The government recently established the Hong Kong Genomics Center. It will begin recruitment immediately and begin preliminary preparations before the end of the year. It is expected that the recruitment of patients will begin in the middle of next year.
The committee today (14th) published the first "Hong Kong Genomic Medicine Development Strategy", which made eight recommendations. (Photo by Luo Junhao)
Lu Huiwen, a consultant doctor in the Department of Genetics of the Department of Health, said that the Department of Health receives 400 to 500 undiagnosable cases each year. It is estimated that there are 700 to 800 related patients in Hong Kong every year.
2000 cases detected in the next year and a half
The Secretary for Food and Health Chen Zhaoshi said that the government has set aside 1.2 billion yuan to implement the Hong Kong genome project within six years. Fang Yi, deputy secretary-general of the Food and Health Bureau (Hygiene), said that he planned to complete the pilot phase within a year and a half, testing for 2,000 cases including undiagnosed conditions and cancers that may be related to genetics Review. The subsequent main phase will sort out 18,000 cases and expand to other applicable diseases and research groups. In total, about 50,000 genome sequencings are planned, involving 20,000 cases. Fang also said that at present, Hong Kong can only diagnose about 10% of rare diseases, and hopes to increase the diagnosis rate to 30% to 40% through the plan.
The Government established the Hong Kong Genome Center in May this year to implement the above-mentioned Hong Kong Genome Project. The center will immediately start recruiting employees and carry out preliminary preparations before the end of the year. It is expected that the recruitment of patients will begin in the middle of next year. The center has three partner centers responsible for clinical work, including Hong Kong Children ’s Hospital, Queen Mary Hospital and Prince of Wales Hospital.
Fang Yi emphasized that the genome project is voluntary and patients can withdraw at any time without giving reasons. Named data can only be viewed by clinical staff, and researchers cannot identify the patient ’s identity to ensure that the data is used appropriately.
The Secretary for Food and Health Chen Zhaoshi said that the government has set aside 1.2 billion yuan to implement the Hong Kong genome project within six years. (Photo by Luo Junhao)
Genome center needs to recruit 60 to 100 people
Fang Yi said frankly that there is a shortage of scientific talents, especially genomics talents in Hong Kong. The Genomics Centre is expected to need 60 to 100 people, and local and overseas recruitment must be carried out. He said that the government will cooperate with universities and professional institutions to establish a local talent pool of genetics and genomic medicine. The Hospital Authority and the Department of Health will set up special positions such as clinical genetics doctors and genetic counselors. The center will also help plan appropriate courses to provide medical professionals with more training and education on the cause group.

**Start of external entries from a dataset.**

PR #108, opened 2023-04-12
Add serverless support

### LINKED ISSUE #105: Serverless support
The ScyllaDB Rust driver will soon be enhanced with support for serverless https://github.com/scylladb/scylla-rust-driver/pull/614. The C++ bindings should also support serverless and this will imply to:
* remove existing DBaaS-related functions from API
* add appropriate API functions for serverless support
* modify `DbaasTests` tests to properly test serverless support

It is also necessary to add code examples in https://github.com/scylladb/serverless-examples.

Gor027:
## Pre-review checklist

This PR is dependent upon #107.
Unit tests and integration tests for serverless are supported in the Rust driver.

Fixes #105


scylla-rust-wrapper/Cargo.toml
```diff
@@ -10,7 +10,7 @@ categories = ["database"]
 license = "MIT OR Apache-2.0"
 
 [dependencies]
-scylla = { git = "https://github.com/scylladb/scylla-rust-driver.git", rev = "1a913a19", features = ["ssl"]}
+scylla = { git = "https://github.com/scylladb/scylla-rust-driver.git", rev = "1a913a19", features = ["ssl", "cloud"]}
 tokio = { version = "1.1.0", features = ["full"] }
```
wprzytula, line 14: We should rather mimic the Rust driver's behaviour (not to put unnecessary burden on non-cloud users of the driver) and provide cloud functionalities only if they request it explicitly (use features).

scylla-rust-wrapper/src/cloud.rs
```diff
@@ -0,0 +1,62 @@
...
+    let config_path = ptr_to_cstr_n(path, path_length);
+
+    if let Some(config_path) = config_path {
+        if config_path == "invalid_filename" {
+            return CassError::CASS_ERROR_LIB_BAD_PARAMS;
+        }
+
+        cluster.connection_bundle_path = Some(config_path.to_string());
+        return CassError::CASS_OK;
+    }
```
wprzytula: What is this mysterious hardcoded `"invalid_filename"` ?

scylla-rust-wrapper/extern/cassandra.h
```diff
@@ -646,7 +646,8 @@ typedef enum  CassErrorSource_ {
   CASS_ERROR_SOURCE_LIB,
   CASS_ERROR_SOURCE_SERVER,
   CASS_ERROR_SOURCE_SSL,
```
wprzytula, line 648: Oh, so we have duplicated `cassandra.h` in our repo? Perhaps we could somehow avoid this, e.g. by use of soft links.

scylla-rust-wrapper/src/cluster.rs
```diff
@@ -65,6 +66,8 @@ pub(crate) struct DcAwareness {
     pub(crate) local_dc: String,
 }
 
+pub type SessionConfigError = CloudConfigError;
```
wprzytula: Why such name?

scylla-rust-wrapper/extern/cassandra.h
Gor027: Yes, but better to do that in a separate PR. Will create an issue to not forget about it.

scylla-rust-wrapper/src/cluster.rs
Gor027: What would you suggest instead? Currently, there may be errors when a cloud session is created, but that may change in the future.

scylla-rust-wrapper/src/cloud.rs
Gor027: I just kept the previous implementation of the function. Will fix it, tnx.

scylla-rust-wrapper/Cargo.toml
Gor027: I will see if it is possible to dynamically enable features of a certain dependency.

wprzytula: This is definitely possible, as we do this in Rust driver itself. Excerpt from Rust driver's `Cargo.toml`:
```toml
[features]
default = []
ssl = ["dep:tokio-openssl", "dep:openssl"]
cloud = ["ssl", "scylla-cql/serde", "dep:serde_yaml", "dep:serde", "dep:url", "dep:base64"]
secret = ["scylla-cql/secret"] # <- this is the most suitable for your situation
```

scylla-rust-wrapper/src/cluster.rs
wprzytula: Then wouldn't an enum convey the intention better?
```rust
pub enum SessionConfigError {
  Cloud(CloudConfigError),
  // here new variants can be added in the future
}
```

Gor027: Done.

scylla-rust-wrapper/Cargo.toml
Gor027: Fixed it in a separate commit: [4ad0ede](https://github.com/scylladb/cpp-rust-driver/pull/108/commits/4ad0ededc8de73b81344abbeaaf31f5db6d33f3c)

CMakeLists.txt
```diff
@@ -240,7 +240,7 @@ ExternalProject_Add(
     scylla-rust-cpp-driver
     DOWNLOAD_COMMAND ""
     CONFIGURE_COMMAND ""
-    BUILD_COMMAND cargo build $<IF:$<CONFIG:Debug>,,--release>
+    BUILD_COMMAND cargo build $<IF:$<CONFIG:Debug>,,--release> --features cloud,ssl
     BINARY_DIR "${CMAKE_SOURCE_DIR}/scylla-rust-wrapper"
     INSTALL_COMMAND ""
```
wprzytula: Are we going to allow building bindings without `cloud` or `ssl` feature?

scylla-rust-wrapper/Cargo.toml
Gor027: After discussing it with @Lorak-mmk, decided to enable SSL and cloud features.

src/driver_config.hpp
```diff
@@ -1,7 +1,7 @@
 #ifndef DATASTAX_INTERNAL_DRIVER_CONFIG_HPP
 #define DATASTAX_INTERNAL_DRIVER_CONFIG_HPP
 
-#define HAVE_KERBEROS
+/* #undef HAVE_KERBEROS */
 #define HAVE_OPENSSL
```
wprzytula: Please explain this change.

scylla-rust-wrapper/src/external.rs
```diff
@@ -70,6 +70,12 @@ pub unsafe extern "C" fn cass_error_desc(error: CassError) -> *const c_char {
         }
         CassError::CASS_ERROR_SSL_PROTOCOL_ERROR => "Protocol error\0",
         CassError::CASS_ERROR_SSL_CLOSED => "Connection closed\0",
+        CassError::CASS_ERROR_CLOUD_CONFIG_OPEN_ERROR => "Unable to open config file\0",
+        CassError::CASS_ERROR_CLOUD_CONFIG_PARSE_ERROR => "Unable to parse config file\0",
+        CassError::CASS_ERROR_CLOUD_CONFIG_DECODE_ERROR => "Unable to decode base64 key/cert\0",
+        CassError::CASS_ERROR_CLOUD_CONFIG_VALIDATION_ERROR => "Invalid cloud config\0",
+        CassError::CASS_ERROR_CLOUD_CONFIG_BAD_SSL_PARAMS => "Unable to parse SSL key/cert\0",
+        CassError::CASS_ERROR_CLOUD_CONFIG_UNKNOWN_ERROR => "Unknown error\0",
```
wprzytula: Please make sure to mention "cloud" in each of these messages.

scylla-rust-wrapper/src/cloud.rs
```diff
@@ -0,0 +1,63 @@
...
+    if let Some(config_path) = config_path {
+        if !Path::new(config_path).exists() {
+            return CassError::CASS_ERROR_LIB_BAD_PARAMS;
+        }
+
+        cluster.connection_bundle_path = Some(config_path.to_string());
+        return CassError::CASS_OK;
+    }
+
+    CassError::CASS_ERROR_LIB_BAD_PARAMS
```
wprzytula: Please don't put error-case returns on the default path and ok-case returns inside an `if`. This is counterintuitive.
My suggestion:
```suggestion
    if let Some(config_path) = config_path {
        if !Path::new(config_path).exists() {
            return CassError::CASS_ERROR_LIB_BAD_PARAMS;
        }

        cluster.connection_bundle_path = Some(config_path.to_string());
        CassError::CASS_OK
    } else {
        CassError::CASS_ERROR_LIB_BAD_PARAMS
    }
```

wprzytula: Another way, to keep the ok-case linear:
```suggestion
    let config_path = if let Some(path) = config_path {
        if !Path::new(config_path).exists() {
            return CassError::CASS_ERROR_LIB_BAD_PARAMS;
        }
        path
    } else {
       return CassError::CASS_ERROR_LIB_BAD_PARAMS;
    };
    
    cluster.connection_bundle_path = Some(config_path.to_string());
    CassError::CASS_OK
```

scylla-rust-wrapper/src/cluster.rs
```diff
@@ -65,6 +68,72 @@ pub(crate) struct DcAwareness {
...
+}
+
+impl CassSessionBuilder {
+    async fn execution_profile_handle(
+        self,
+        mut execution_profile_builder: ExecutionProfileBuilder,
+        load_balancing_config: LoadBalancingConfig,
+    ) -> Result<Self, SessionConfigError> {
+        let load_balancing = load_balancing_config.clone().build().await;
+        execution_profile_builder = execution_profile_builder.load_balancing_policy(load_balancing);
```
wprzytula: This `load_balancing_config.clone()` seems redundant.

scylla-rust-wrapper/src/cluster.rs
```diff
@@ -65,6 +68,72 @@ pub(crate) struct DcAwareness {
...
+                CassSessionBuilder::DefaultSessionBuilder(
+                    session_builder.default_execution_profile_handle(
+                        execution_profile_builder.build().into_handle(),
+                    ),
+                )
+            }
+            CassSessionBuilder::CloudSessionBuilder(cloud_session_builder) => {
+                CassSessionBuilder::CloudSessionBuilder(
+                    cloud_session_builder.default_execution_profile_handle(
+                        execution_profile_builder.build().into_handle(),
```
wprzytula: Let's extract `handle`:
```rust
let handle = execution_profile_builder.build().into_handle();
```
and then use it instead of repeating the code that creates the handle.

scylla-rust-wrapper/src/cluster.rs
```diff
@@ -93,23 +164,36 @@ pub struct CassCustomPayload;
...
+            match cloud_session_builder {
+                Ok(builder) => Ok(CassSessionBuilder::CloudSessionBuilder(builder)),
+                Err(err) => Err(SessionConfigError::Cloud(err)),
+            }
+        } else {
+            let known_nodes: Vec<_> = cluster
+                .contact_points
+                .iter()
+                .map(|cp| format!("{}:{}", cp, cluster.port))
+                .collect();
```
wprzytula: I had extended `known_nodes()` in Rust driver specially for this case to avoid collecting, and then got rid of it. I'm unhappy that you revert this `collect()` back.

scylla-rust-wrapper/src/cluster.rs
```diff
@@ -93,23 +164,36 @@ pub struct CassCustomPayload;
...
-        .map(|cp| format!("{}:{}", cp, cluster.port));
-    let mut execution_profile_builder = cluster.default_execution_profile_builder.clone();
+) -> impl Future<Output = Result<CassSessionBuilder, SessionConfigError>> + 'static {
+    let session_builder: Result<CassSessionBuilder, SessionConfigError> =
+        if let Some(ref cloud_config_path) = cluster.connection_bundle_path {
+            let cloud_session_builder = CloudSessionBuilder::new(Path::new(cloud_config_path));
+            match cloud_session_builder {
+                Ok(builder) => Ok(CassSessionBuilder::CloudSessionBuilder(builder)),
+                Err(err) => Err(SessionConfigError::Cloud(err)),
+            }
```
wprzytula, line 171: In the cloud case, cloud-agnostic settings are not preserved. Consider a sequence of calls:
```C
cass_cluster_set_cloud_secure_connection_bundle(/*...*/);
cass_cluster_set_tcp_nodelay(/*...*/); // This is not respected
cass_session_connect(/*...*/);
// The resulting session has TCP nodelay set to default, not respecting the setting above 
```

The problem is that Rust sees different instantiations of `GenericSessionBuilder` as distinct types, even though they share the same underlying `SessionConfig` and most of API. One possible solution is to only hold `SessionConfig` in `CassCluster` (instead of `SessionBuilder`) and:
- either construct appropriate instantiation of `GenericSessionBuilder` on-demand (upon call to `cass_session_connect()`, in `build_session_builder()`),
- or skip `GenericSessionBuilder` API at all and use bare `SessionConfig` together with `Session::connect()`.

wprzytula (changes requested):
As I've found some serious errors, it is clear to me that specific tests in bindings for cloud mode are a must. Please add them to this PR.

src/driver_config.hpp
Gor027: I did not notice that perhaps this was auto-modified after a build.

scylla-rust-wrapper/src/cluster.rs
Gor027: Sorry, applying stashed changes reverted this, will fix it.

scylla-rust-wrapper/src/cluster.rs
Gor027: * Using bare `SessionConfig` *maybe* would require huge refactoring to get rid of building the default execution profile and other configurations in `build_session_builder`. But if it is possible, I believe we should follow this direction. 
* It is easy with `SessionBuilder` to just set a previously created session config and then set up other configurations before building a session object. However, the same cannot be done with `CloudSessionBuilder` as its constructor sets some configs which we should not override. 

I think the easiest way is to keep all common config params in the `CassCluster` object (e.g. tcp_nodelay, connect_tmeout, etc.) and after constructing an appropriate instantiation of `GenericSessionBuilder`, manually set these parameters.

wprzytula: On the other hand, _the easiest way_ that you mention involves duplication of many config params and is prone to accidentally forgetting about some of them. Using bare `SessionConfig` lets us have all those params already set in the proper place.

Gor027: I agree, but having bare `SessionConfig` implies having duplication of some `SessionBuilder` setters' code, e.g. `user()`, and remembering to apply changes to these codes in both drivers.

wprzytula: What is the solution that you decide to settle on?

Gor027: To replace `SessionBuilder` with `SessionConfig`. I have added some necessary changes to the Rust driver to achieve this. https://github.com/scylladb/scylla-rust-driver/pull/750

wprzytula: Bear in mind disadvantages that you yourself pointed out: 
> having bare SessionConfig implies having duplication of some SessionBuilder setters' code, e.g. `user()`

to avoid code duplication, i suggest moving logic from `SessionBuilder` to correspoding `SessionConfig` setters. This way, the logic for creating `CloudConfig`, as well as e.g. `user()`'s logic would be accessible for us even if bypassing `SessionBuilder` as you prefer.

Lorak-mmk:
I think we can close this as serverless is no longer a thing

Liang Xiansun, chairman of the Genomic Medicine Steering Committee, said that genomic medicine is very important for studying genetic diseases, degenerative diseases, and even new coronaviruses. (Photo by Luo Junhao)
In the long run, Chen Zhaoshi hopes that Hong Kong can establish a large-scale health database to support research on diseases specific to the local population and apply it to clinical management and research.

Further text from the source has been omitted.